Recently troops from the United States, Chile and France were sent to Haiti under a United Nations mandate to provide security. The U.S. will send up to 2,000 troops to Haiti in an attempt to bring peace and democracy to this region, according to a report in The Economist.
In a recent interview with the former president, Amy Goodman of the “Democracy Now!” radio show asked Aristide why he left his country.
“I didn’t leave Haiti because I wanted to leave Haiti,” he said. “They (the U.S.) forced me to leave. It was a kidnapping, which they call coup d’etat….a forced resignation for me.”
In his radio interview, Aristide claimed he is still the president of Haiti. The Haitian people are a non-violent people, he maintained, saying they voted for democracy and will continue to fight peacefully for democracy.
However, the current situation in Haiti seems far from peaceful. Prior to Aristide’s departure, Haiti was embroiled in a month-long armed revolt. As a result, more than 200 people have been killed.
Currently, Aristide has been granted temporary asylum in Nigeria, according to Remi Oyo, a Nigerian presidential spokeswoman.
Aristide commended Africa’s hospitality in his interview with Goodman, while condemning the United States.

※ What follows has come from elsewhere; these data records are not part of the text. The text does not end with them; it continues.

PR #4678, opened 2022-10-19
Python Interpreter: Fix a bug in the code completion functionality

shocoman:
There is a bug, sort of. The code completion in the Python Interpreter Window incorrectly inserts completions, or rather "incorrectly" by the standards of modern IDEs. Nowadays, a completion usually represents a general substitution of one piece of text with another, like "addr" => "currentAddress". But here it's done differently, a string is completed literally, without taking into account the case of its previous letters. 

completion_insertion2

So, to make this work, I introduced an optional field "charsToRemove" to the code completion class for storing the number of characters that needs to be deleted from the input string before the insertion. Now, at least in the Python Interpreter's case, the "insertion" field will store a completion fully, not just its ending, and "charsToRemove", respectively, the length of a matching prefix.

Unfortunately, there is one problem. Because of its public accessibility, I believe I cannot remove nor "fix" the method ["PythonCodeCompletionFactory.newCodeCompletion"](https://github.com/NationalSecurityAgency/ghidra/blob/480f1e3a8bed20854bf5c2ac68f2ee48a33db966/Ghidra/Features/Python/src/main/java/ghidra/python/PythonCodeCompletionFactory.java#L187).  It would be possible to change it, though, if the description field always began with an actual completion (to extract the length of a matching prefix). It was true in our case, but may not be in others. Thus, for now, I've just left the method functionality-wise unchanged and marked it as deprecated.

I also added a couple of tests, there were none

### DIFF
--- a/Ghidra/Features/Base/src/main/java/ghidra/app/plugin/core/console/CodeCompletion.java
+++ b/Ghidra/Features/Base/src/main/java/ghidra/app/plugin/core/console/CodeCompletion.java
@@ -24,17 +24,28 @@ import javax.swing.JComponent;
  * 
  * It is intended to be used by the code completion process, especially the
  * CodeCompletionWindow.  It encapsulates:
- * - a description of the completion (what are you completing?)
- * - the actual String that will be inserted
- * - an optional Component that will be in the completion List
- * 
- * 
- *
+ * <ul>
+ * <li> a description of the completion (what are you completing?)
+ * <li> the actual String that will be inserted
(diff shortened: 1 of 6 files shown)


ryanmkurtz:
Thanks, this area hasn't gotten any love in a very long time.  We'll evaluate your PR.

ryanmkurtz (approved):
This is good work, thank you.  It will make its way into the `master` branch in the coming days.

On March 11, 2004, the Associated Press said that Aristide told his lawyer in Paris that he was considering bringing charges against ambassadors of both France and the United States.
U.S. ambassador James Foley in a British Broadcast Corporation interview said Aristide “never once said he didn’t want to go. It was all about his departure.”
Secretary of State Colin Powell called Aristide’s accusations “ridiculous,” according to Goodman, and Secretary of Defense Donald Rumsfeld said the allegations are “nonsense.”
WCC history professor Phil Hagstrom explained the U.S. likes to take a moralistic approach when dealing with foreign leaders, removing them from power in the name of “enlightenment.”
The story in Haiti is about a struggle to establish a stable democratic government. After the fall of the Duvalier regime in 1986, Aristide rose to power, only to leave in 1991. With U.S. support, he was elected president in 1994 — all with the intention of building a new and improved democratic country.
“We are supporters of exodus; we are not fond of political assassinations or civil wars,” said Hagstrom.
In the blame game between the U.S. administration and the former Haitian president, the real roots of the problem are planted deep in the soil of poverty. According to Hagstrom, “Poverty is the underlying cause of the current tragedy.”
During the French Revolution in 1701, there was a huge rebellion led by sugar plantation workers against French occupation and slavery. As a result, forced labor on the plantations ended.
This left Haiti with a void. The vast dichotomy in plantation society between the rich and the poor became extremely evident, Hagstrom said.
Everything was labor-based, creating a society where few were educated. He explained it’s hard to close the gap between wealth and poverty when education is such an issue.
Aristide himself echoed Hagstrom’s view in his interview with Goodman. “In 200 years of independence, making Haiti the first black independent country in the world, we still have 1.5 Haitian doctors for each 11,000 Haitians. We had a university of medicine with 237 students, but this was closed. If you have a government or a president willing to invest in health care and education, apparently they [the U.S.] don’t want that,” said Aristide.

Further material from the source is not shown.